Monday, 27 July 2015

Rubha Carrach

Despite the forecast for today being for heavy rain, we set out to walk from Achnaha to the end of the headland called Rubha Carrach, above the cliff sometimes known as the Cat's Face, at the base of which lie Glendrian Caves. The easiest way to get to it is to follow the old track from Achanha to Plocaig as far as the ford on the Allt Sanna....

....crossing it by the stepping stones, and then heading for one of the many gaps in the line of hills to the northeast, from which there are....

....good views all around. This picture looks back to Achnaha, with the ridge called Beinn na h-Imielte running behind it.

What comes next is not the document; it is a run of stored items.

PR #3393, opened 2025-05-22
Add message components

franciszekjob:
Towards #3022 

**Stack**:
- #3409
- #3405
- #3402
- #3396
- #3393 ⬅
- #3392

## Introduced changes

Add `TypedMessage` and `LabeledMessage` components to foundry-ui

## Checklist

- [x] Linked relevant issue
- [x] Added relevant tests


crates/foundry-ui/src/components/mod.rs
```diff
@@ -0,0 +1,8 @@
+//! This module provides various ready to use message types for use with
+//! a [`Ui`][crate::Ui].
+
+pub use tagged::*;
+pub use typed::*;
+
+mod tagged;
+mod typed;
```
cptartur, line 8: If we are reexporting whole modules why not just do this?
```suggestion
pub mod tagged;
pub mod typed;
```

crates/foundry-ui/src/components/tagged.rs
```diff
@@ -0,0 +1,40 @@
...
+impl<'a> TaggedMessage<'a> {
+    #[must_use]
+    pub fn styled(tag: &'a str, text: &'a str, type_style: &'a str) -> Self {
+        Self {
+            tag,
+            text,
+            type_style: Some(type_style),
+        }
+    }
+}
```
cptartur, line 27: In which cases `type_style` will be able to be none if we don't allow creating such instances?

crates/foundry-ui/src/components/tagged.rs
```diff
@@ -0,0 +1,40 @@
...
+pub struct TaggedMessage<'a> {
+    tag: &'a str,
+    text: &'a str,
+    #[serde(skip)]
+    type_style: Option<&'a str>,
+}
+
+impl<'a> TaggedMessage<'a> {
+    #[must_use]
+    pub fn styled(tag: &'a str, text: &'a str, type_style: &'a str) -> Self {
```
cptartur, line 20: This is cool but if we want to have consistent styling we would probably want to have some enum with predefined styles fir different things in the future.

crates/foundry-ui/src/components/typed.rs
```diff
@@ -0,0 +1,40 @@
...
+use serde::Serialize;
+
+use crate::Message;
+
+/// Generic textual message with `ty` prefix.
+///
+/// The type prefix can be stylized in text mode.
+/// e.g. "Tests: 1 passed, 1 failed"
+#[derive(Serialize)]
+pub struct TypedMessage<'a> {
```
cptartur, line 11: Typed is a bit misleading naming for me, it suggest it has something to do with the type definition itself or the type used.

crates/foundry-ui/src/components/typed.rs
```diff
@@ -0,0 +1,40 @@
...
+    type_style: Option<&'a str>,
+}
+
+impl<'a> TypedMessage<'a> {
+    #[must_use]
+    pub fn styled(ty: &'a str, text: &'a str, type_style: &'a str) -> Self {
+        Self {
+            ty,
+            text,
+            type_style: Some(type_style),
```
cptartur, line 24: Same here, will we ever allow creating it with it being `None`?

crates/foundry-ui/src/components/tagged.rs
franciszekjob: Added `raw()` method, which doesn't have `tyg_style` param, then it's `None`.

crates/foundry-ui/src/components/typed.rs
franciszekjob: Same as https://github.com/foundry-rs/starknet-foundry/pull/3393#discussion_r2106255953

crates/foundry-ui/src/components/tagged.rs
franciszekjob: To me it makes more sense when these styles are predefined inside specific print methods on `UI` (e.g. `print_warning`, `print_error`), wdyt?

crates/foundry-ui/src/components/typed.rs
franciszekjob: Hmm, agree, maybe "labeled" would be better, will rename it.

crates/foundry-ui/src/components/tagged.rs
cptartur: Yeah it probably doesn't make sense now. But if we eventually get a lot of styles then it will make sense to abstract that somehow probably.

cptartur (approved):

crates/foundry-ui/src/components/tagged.rs
franciszekjob: Created https://github.com/foundry-rs/starknet-foundry/issues/3408

ksew1 (commented):
#

crates/foundry-ui/src/components/tagged.rs
```diff
@@ -0,0 +1,51 @@
...
+use crate::Message;
+
+/// Generic textual message with `tag` prefix.
+///
+/// The tag prefix can be stylized in text mode.
+/// e.g. "[WARNING]: An example warning message"
+#[derive(Serialize)]
+pub struct TaggedMessage<'a> {
+    tag: &'a str,
+    text: &'a str,
```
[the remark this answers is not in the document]
franciszekjob: > Shouldn't it be `&T where T: Message`?

Hmm, how would you see that?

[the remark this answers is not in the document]
ksew1: Suppose i want to print typed message as error. This holds for all components with  `text: &'a str`.

crates/foundry-ui/src/components/warning.rs
```diff
@@ -0,0 +1,25 @@
+use serde::Serialize;
+
+use crate::Message;
+
+use super::tagged::TaggedMessage;
+
+/// Warning textual message.
+#[derive(Serialize)]
+pub struct WarningMessage<'a> {
+    text: &'a str,
```
ksew1, line 10: This as JSON will be `{ "test": "something" }`, which is the same as the `ErrorMessage` serialization.

If there are mistakes at this stage, I believe there should not be an implicit implementation of the `json` method.

crates/foundry-ui/src/components/tagged.rs
```diff
@@ -0,0 +1,51 @@
...
+
+    /// Field which dictates the style of the tag as a string that `console::Style` can interpret.
+    #[serde(skip)]
+    tag_style: Option<&'a str>,
```
ksew1, line 17: Do we need this field? We could just pass styled tag to the component. Which gives more flexibility

crates/foundry-ui/src/components/tagged.rs
```diff
@@ -0,0 +1,51 @@
...
+    pub fn raw(tag: &'a str, text: &'a str) -> Self {
+        Self {
+            tag,
+            text,
+            tag_style: None,
+        }
+    }
+}
+
+impl Message for TaggedMessage<'_> {
```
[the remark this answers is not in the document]
franciszekjob: > I know that for `json` we don't want to have any coloring but what about formatting? We are loosing any information about tag/label there.
> 
> Maybe it's not important to implement right away, but it could make sense to have some field in the json about the tag/label.
> 
> cc @kkawula @ksew1

Current implementation supports displaying messages in json format, e.g. here is serialized `WarningMessage`:
```json
{"tag":"WARNING","text":"This is a serious warning!"}
```

crates/foundry-ui/src/components/warning.rs
franciszekjob: Changed, now it's:

```json
{"message_type":"warning","message":"This is a serious warning!"}
```

Wdyt @ksew1 ?

crates/foundry-ui/src/components/tagged.rs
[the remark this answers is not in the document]
franciszekjob: > Suppose i want to print typed message as error. This holds for all components with `text: &'a str`.

Why? It's possible:

```rust
ui.eprintln(&LabeledMessage::raw("label", "Some text"));
```

crates/foundry-ui/src/components/tagged.rs
franciszekjob: Right, it will be simpler if we don't hold it here, removed.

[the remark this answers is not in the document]
franciszekjob: Resolved by https://github.com/foundry-rs/starknet-foundry/pull/3393#discussion_r2121254825

crates/foundry-ui/src/components/tagged.rs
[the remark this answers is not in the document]
franciszekjob: Updated

crates/foundry-ui/src/components/tagged.rs
```diff
@@ -0,0 +1,35 @@
+use serde::Serialize;
+
+use crate::Message;
+
+/// Generic message with `tag` prefix.
+///
+/// The tag prefix can be stylized in text mode.
+/// e.g. "[WARNING]: An example warning message"
+#[derive(Serialize)]
+pub struct TaggedMessage<'a, T: Message + Serialize> {
```
kkawula: It isn't consistent across all `Message` types

kkawula: A it probably should stay as Message standalone

crates/foundry-ui/src/components/error.rs
```diff
@@ -0,0 +1,35 @@
...
+use serde::Serialize;
+
+use crate::Message;
+
+use super::tagged::TaggedMessage;
+
+/// Error message.
+#[derive(Serialize)]
+pub struct ErrorMessage<'a, T: Message> {
+    message_type: &'a str,
```
ksew1: I see that we are using this field only for json serialization. I think just using `json!` macro would be more convenient and would be easier to read.

crates/foundry-ui/src/components/tagged.rs
```diff
@@ -0,0 +1,35 @@
...
+    }
+}
+
+impl<T: Message> Message for TaggedMessage<'_, T> {
+    fn text(&self) -> String {
+        format!("[{}] {}", self.tag, self.message.text())
+    }
+
+    fn json(&self) -> String {
+        serde_json::to_string(self).expect("Failed to serialize as JSON")
```
ksew1: This needs to call self.message.json()

crates/foundry-ui/src/components/error.rs
```diff
@@ -0,0 +1,35 @@
...
+        Self {
+            message_type: "error",
+            message,
+        }
+    }
+}
+
+impl<T: Message> Message for ErrorMessage<'_, T> {
+    fn text(&self) -> String {
+        let tag = Style::new().red().apply_to("ERROR").to_string();
```
ksew1:
```suggestion
        let tag = style("ERROR").red().to_string();
```

crates/foundry-ui/src/components/labeled.rs
```diff
@@ -0,0 +1,35 @@
+use serde::Serialize;
+
+use crate::Message;
+
+/// Generic message with `label` prefix.
+///
+/// The label prefix can be stylized in text mode.
+/// e.g. "Tests: 1 passed, 1 failed"
+#[derive(Serialize)]
+pub struct LabeledMessage<'a, T> {
```
ksew1: Is this dead code?

crates/foundry-ui/src/components/warning.rs
```diff
@@ -0,0 +1,35 @@
...
+        Self {
+            message_type: "warning",
+            message,
+        }
+    }
+}
+
+impl<T: Message> Message for WarningMessage<'_, T> {
+    fn text(&self) -> String {
+        let tag = Style::new().yellow().apply_to("WARNING").to_string();
```
ksew1: Same suggestion as for Error

ksew1 (approved):

cptartur (approved):

kkawula (approved):

PR #3396, opened 2025-05-22
Use foundry UI in sncast

franciszekjob:
Towards #3022

**Stack**:
- #3409
- #3405
- #3402
- #3396 ⬅
- #3393
- #3392

## Introduced changes

All printed output from `sncast` is now done through foundry-ui

## Checklist

- [x] Linked relevant issue
- [x] Added relevant tests


crates/forge/src/lib.rs
```diff
@@ -7,6 +7,7 @@ use derive_more::Display;
 use forge_runner::CACHE_DIR;
 use forge_runner::debugging::TraceVerbosity;
 use forge_runner::forge_config::ForgeTrackedResource;
+use foundry_ui::Ui;
```
cptartur, line 10: Super nit, name it `UI` against convention because that looks better to me 😅

crates/forge/test_utils/src/runner.rs
cptartur, line 1: General comment for all functions, it could make sense to refactor signatures of some of them so they don't take a million (plus a new one) arguments.

Maybe that should be part of the stack, but we can talk it through at the next meeting.

crates/forge/tests/integration/cheat_block_number.rs
```diff
@@ -131,7 +132,8 @@ fn cheat_block_number_basic() {
         .unwrap()
     );
 
-    let result = run_test_case(&test, ForgeTrackedResource::CairoSteps);
```
cptartur, line 134: There should be a wrapper for doing `run_test_case` with a default UI, so we don't have to add it in every test

cptartur (commented):
Integration looks simple enough, except for the number of arguments.

Sidenote, maybe the work for sncast and forge could be separate PRs. It's bit hard to follow in which parts where the most significant changes

franciszekjob:
> Sidenote, maybe the work for sncast and forge could be separate PRs. It's bit hard to follow in which parts where the most significant changes

Thath's what I'm doing but due to the fact that we're using shared functions across our crates, I had to apply some changes in other crates than sncast :/

cptartur (approved):
Probably is fine, didn't review in detail assuming it's all trivial stuff.

crates/sncast/src/main.rs
```diff
@@ -846,7 +858,7 @@ fn process_command_result<T>(
     result: Result<T>,
     numbers_format: NumbersFormat,
     ui: &UI,
-    block_explorer_link: Option<String>,
+    block_explorer_link: Option<OutputLinkMessage>,
 ) where
     T: serde::Serialize + Clone + CommandResponse,
     SncastMessage<T>: Message + Serialize,
```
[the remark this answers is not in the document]
cptartur: Do we need this whole constraint `SncastMessage<T>: Message + Serialize`?

cptartur (commented):
Didn't review whole, will review the rest later

crates/sncast/src/main.rs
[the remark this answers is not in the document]
franciszekjob: Actually we can remove it - done.

crates/foundry-ui/src/lib.rs
```diff
@@ -25,7 +25,7 @@ impl OutputFormat {
 /// colour, etc.
 ///
 /// All messaging (basically all writes to `stdout`) must go through this object.
-#[derive(Debug)]
+#[derive(Debug, Default, Clone)]
```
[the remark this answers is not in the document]
franciszekjob: Leftover, removed.

crates/sncast/src/response/explorer_link.rs
```diff
@@ -45,7 +66,7 @@ pub fn block_explorer_link_if_allowed<T: OutputLink>(
     };
 
     if let Ok(provider) = explorer.unwrap_or_default().as_provider(network) {
-        return Some(response.print_links(provider));
+        return Some(OutputLinkMessage::new(response, provider));
```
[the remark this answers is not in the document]
franciszekjob: `ExplorerLinksMessage` seems more meaningful, renamed.

crates/sncast/tests/integration/wait_for_tx.rs
```diff
@@ -90,20 +93,28 @@ async fn test_wait_for_reverted_transaction() {
...
-        .unwrap();
+    let ui = UI::default();
+    wait_for_tx(
+        &provider,
+        transaction_hash,
+        ValidatedWaitParams::new(1, 3),
+        &ui,
+    )
+    .await
+    .map_err(std::convert::Into::<anyhow::Error>::into)
```
ksew1:
```suggestion
    .map_err(anyhow::Error::from)
```

ksew1 (approved):

crates/sncast/src/starknet_commands/account/list.rs
```diff
@@ -105,73 +106,116 @@ fn read_and_flatten(
...
-    print_if_some("address", data.address.as_ref());
-    print_if_some("salt", data.salt.as_ref());
-    print_if_some("class hash", data.class_hash.as_ref());
-    print_if_some("deployed", data.deployed.as_ref());
-    print_if_some("legacy", data.legacy.as_ref());
-    print_if_some("type", data.account_type.as_ref());
-    println!();
-}
+        if let Some(ref network) = self.network {
+            let _ = writeln!(result, "  network: {network}");
```
cptartur, line 114: Wouldn't we be fine with `pust_str` instead?

crates/sncast/src/starknet_commands/account/list.rs
```diff
@@ -105,73 +106,116 @@ fn read_and_flatten(
...
+impl Message for AccountsListMessage {
+    fn text(&self) -> String {
+        let accounts_file_path = self
+            .accounts_file
+            .canonicalize()
+            .expect("Failed to resolve the accounts file path");
+
+        let accounts_file_path = accounts_file_path
+            .to_str()
+            .expect("Failed to resolve an absolute path to the accounts file");
```
cptartur: That's a change in behavior no? We will now panic in case where accounts file has invalid data and previously it bubbled an error.

crates/sncast/tests/helpers/devnet.rs
```diff
@@ -68,7 +70,9 @@ fn start_devnet() {
         if verify_devnet_availability(&format!("{host}:{port}")) {
             break;
         } else if now.elapsed() >= timeout {
-            eprintln!("Timed out while waiting for devnet!");
+            UI::default().println(&ErrorMessage::new(
+                &"Timed out while waiting for devnet to start!",
+            ));
```
cptartur: I mean, we can use UI here but for printing in tests it's still fine to use `println!` etc.

crates/sncast/src/main.rs
```diff
@@ -457,7 +458,7 @@ async fn run_async_command(
 
                         process_command_result("multicall new", result, numbers_format, ui, None);
                     } else {
-                        println!("{DEFAULT_MULTICALL_CONTENTS}");
+                        ui.println(&DEFAULT_MULTICALL_CONTENTS.to_string());
```
kkawula:
```suggestion
                        ui.println(&DEFAULT_MULTICALL_CONTENTS));
```

crates/sncast/src/main.rs
```diff
@@ -512,7 +516,9 @@ async fn run_async_command(
                         result.as_ref().ok().and_then(|r| r.account_name.clone())
                     {
                         if let Err(err) = prompt_to_add_account_as_default(account_name.as_str()) {
-                            eprintln!("Error: Failed to launch interactive prompt: {err}");
+                            ui.eprintln(&format!(
+                                "Error: Failed to launch interactive prompt: {err}"
+                            ));
```
kkawula, line 521: Shouldn't it be `ErrorMessage`?

crates/sncast/src/main.rs
```diff
@@ -590,13 +596,14 @@ async fn run_async_command(
                             .name
                             .expect("Must be provided if not using a keystore"),
                     ) {
-                        eprintln!("Error: Failed to launch interactive prompt: {err}");
+                        ui.eprintln(&format!(
+                            "Error: Failed to launch interactive prompt: {err}"
+                        ));
```
kkawula, line 602: Shouldn't it be `ErrorMessage`?

kkawula (changes requested):

crates/sncast/src/starknet_commands/account/list.rs
franciszekjob: Thanks to `write!`  we avoid extra allocation, that's even suggested by clippy, see [`format_push_string`](https://rust-lang.github.io/rust-clippy/master/index.html#format_push_string)

crates/sncast/src/starknet_commands/account/list.rs
franciszekjob: Refactored, now it's bubbled in `new` method

crates/sncast/src/main.rs
franciszekjob: No, `ErrorMessage` is whole `[ERROR] Example error...`, this is different

crates/sncast/src/main.rs
franciszekjob: Same as above

crates/sncast/src/main.rs
kkawula: Why, this is different? I suppose that it shouldn't be, one of the main reasons why we would like to introduce UI was to be consistent in each message, and this example breaks that rule, 
```suggestion
                            ui.eprintln(&ErrorMessage::new(
                                format!("Failed to launch interactive prompt: {err}").as_str(),
                            ));
```

franciszekjob: Note that I didn't change the actual output, I've only adjusted it to use the introduced UI. Your remark is generally right, but it's tied to the aspect of consistency for displaying errors in snforge and sncast. Created #3436 for that.

kkawula (approved):

PR #3400, opened 2025-05-23
Add workflow to build nightly releases

### LINKED ISSUE #3300: Nightly releases
### Current State

.

### Objective

Nightly releases

### Additional Context

Create a pipeline for publishing nightly releases

ddoktorski:
Closes #3300


ddoktorski:
Example run: https://github.com/ddoktorski/starknet-foundry/actions/runs/15210212174
Example release: https://github.com/ddoktorski/starknet-foundry-nightlies/releases/tag/nightly-2025-05-20-15210212174 (run id included in the name only for testing)

ddoktorski:
TODO:
* Set `SNFOUNDRY_NIGHTLIES_CONTENTS_WRITE` secret in the repository as a token with write permission to https://github.com/foundry-rs/starknet-foundry-nightlies

kkawula:
#3423

.github/workflows/nightly.yml
```diff
@@ -0,0 +1,187 @@
+name: Nightly
+
+on:
+  workflow_dispatch:
+    inputs:
+      dry_run:
+        description: "Dry run"
+        type: boolean
+        default: true
```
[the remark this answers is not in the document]
kkawula: As it has default set to true, I don't think so

.github/workflows/_publish-plugin.yml
```diff
@@ -28,10 +28,10 @@ jobs:
           
           snforge_scarb_plugin_version=$(get_version "${{ inputs.overridden_plugin_version }}")
           
+          # TODO: It should check dev registry if prod_registry is false
```
cptartur: What about this todo?

.github/workflows/_build-binaries.yml
```diff
@@ -7,6 +7,9 @@ on:
       version:
         required: true
         type: string
+      ref:
```
cptartur, line 10: Don't we want to use some more descriptive name?

.github/workflows/nightly.yml
```diff
@@ -0,0 +1,187 @@
...
+
+      - name: Configure Git for committing
+        run: |
+          git config user.name github-actions
+          git config user.email github-actions@github.com
+
+      - name: Determine nightly version
+        id: version
+        shell: bash
+
```
cptartur:
```suggestion
```

.github/workflows/nightly.yml
```diff
@@ -0,0 +1,187 @@
...
+    # Do not run on dry_run
+    if: ${{ !(inputs.dry_run) }}
+    steps:
+      - uses: actions/checkout@v4
+        with:
+          ref: ${{ needs.prepare.outputs.nightly_branch }}
+
+      - name: Create source code archives
+        run: |
+          git archive "--prefix=starknet-foundry-${{ needs.prepare.outputs.nightly_tag }}/" -o "starknet-foundry-${{ needs.prepare.outputs.nightly_tag }}.zip" HEAD
```
cptartur, line 126: I think we can ignore windows specific builds from this workflow, will be a bit simpler to maintain.

.github/workflows/nightly.yml
```diff
@@ -0,0 +1,187 @@
...
+            # We remove the version tag from the filename so it can
+            # be easily accessed in asdf and installation scripts.
+            #
+            # For example:
+            # starknet-foundry-v0.44.0+nightly-2025-05-22-aarch64-apple-darwin.tar.gz
+            # becomes:
+            # starknet-foundry-nightly-2025-05-22-aarch64-apple-darwin.tar.gz
+
+            if ! [[ $(grep "#" <<< $file) ]]; then
+              label=$(echo "$file" | sed -E "s/v[^+]*\+//" | sed -E "s|.*/||")
```
cptartur: `sed -E "s|.*/||"` 

Is this valid syntax? With vertical lines?

.github/workflows/_publish-plugin.yml
kkawula: https://github.com/foundry-rs/starknet-foundry/pull/3423

.github/workflows/_build-binaries.yml
ddoktorski: It seems natural to name it `ref`, as the same name is used by [actions/checkout](https://github.com/actions/checkout?tab=readme-ov-file#checkout-a-different-branch)

.github/workflows/nightly.yml
ddoktorski: Actually, it seems like more effort to add specific logic to exclude Windows than to just keep it. I would opt to leave it for now and we can always adjust it later if there are any maintenance issues.

.github/workflows/nightly.yml
ddoktorski: Yes, they are allowed in extended regular expressions: https://www.gnu.org/software/sed/manual/sed.html#ERE-syntax

kkawula (approved):

RELEASING.md
```diff
@@ -13,3 +13,16 @@ with the name format `vMAJOR.MINOR.PATCH`.
 
 Note that in this case `CHANGELOG.md`, `Cargo.toml` and `Cargo.lock` files
 have to be updated accordingly.
+
+# Nightly releases
+
+Nightly release must be triggered manually using the Nightly GitHub action.
+This action builds binaries from specified ref and uploads them to the [starknet-foundry-nightlies](https://github.com/foundry-rs/starknet-foundry-nightlies) repository.
+Additionally, there are `stds` and `plugin` version uploaded to the [_dev_ registry](https://scarbs.dev/).
+After a successful release, [Ma'at](https://github.com/software-mansion/maat) is automatically trigger to run experiments in nightly workspace. Results can be found [here](https://docs.swmansion.com/maat/)
```
franciszekjob:
```suggestion
After a successful release, [Ma'at](https://github.com/software-mansion/maat) is automatically triggered to run experiments in nightly workspace. Results can be found [here](https://docs.swmansion.com/maat/)
```

RELEASING.md
```diff
@@ -13,3 +13,16 @@ with the name format `vMAJOR.MINOR.PATCH`.
 
 Note that in this case `CHANGELOG.md`, `Cargo.toml` and `Cargo.lock` files
 have to be updated accordingly.
+
+# Nightly releases
+
+Nightly release must be triggered manually using the Nightly GitHub action.
+This action builds binaries from specified ref and uploads them to the [starknet-foundry-nightlies](https://github.com/foundry-rs/starknet-foundry-nightlies) repository.
+Additionally, there are `stds` and `plugin` version uploaded to the [_dev_ registry](https://scarbs.dev/).
```
franciszekjob:
```suggestion
Additionally, there are `stds` and `plugin` versions uploaded to the [_dev_ registry](https://scarbs.dev/).
```

franciszekjob (approved):

.github/workflows/nightly.yml
cptartur: We can remove windows entirely from build workflows. @kkawula will do so as a prerequisite to #3440 

But to avoid conflicts, you can keep it for now.

.github/workflows/nightly.yml
cptartur: TIL that you can use any value as delimiter in sed https://backreference.org/2010/02/20/using-different-delimiters-in-sed/index.html
Doesn't seem to require `-E` mode, I think it can be removed in case of your regex.

.github/workflows/nightly.yml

The countryside beyond is a rolling landscape of exposed, rounded rock and intervening bog land, all a bit dismal, particularly on a dull day. In fact, the forecast was wrong, as we only had the occasional drops of rain, and the walking good.

Rubha Carrach, with its views of Muck and Rum to the north, has a remarkably flat top from the edge of which....

....one looks straight down into the bay below. One island in particular is home to a seal colony. Look carefully at this picture and you can count at least twenty, as well as a few cormorants or shags.

From the end of the headland one can look southwest towards Sanna across a wide bay which doesn't have a name. It must have, yet it isn't given on any of the OS maps, however far one goes back.

This is the view east, along the north shore to the distant hills of Moidart.

The end of the headland is a pretty bleak, windswept place, where the vegetation hardly dares grow above 6" tall, yet the ling is further forward here than anywhere else.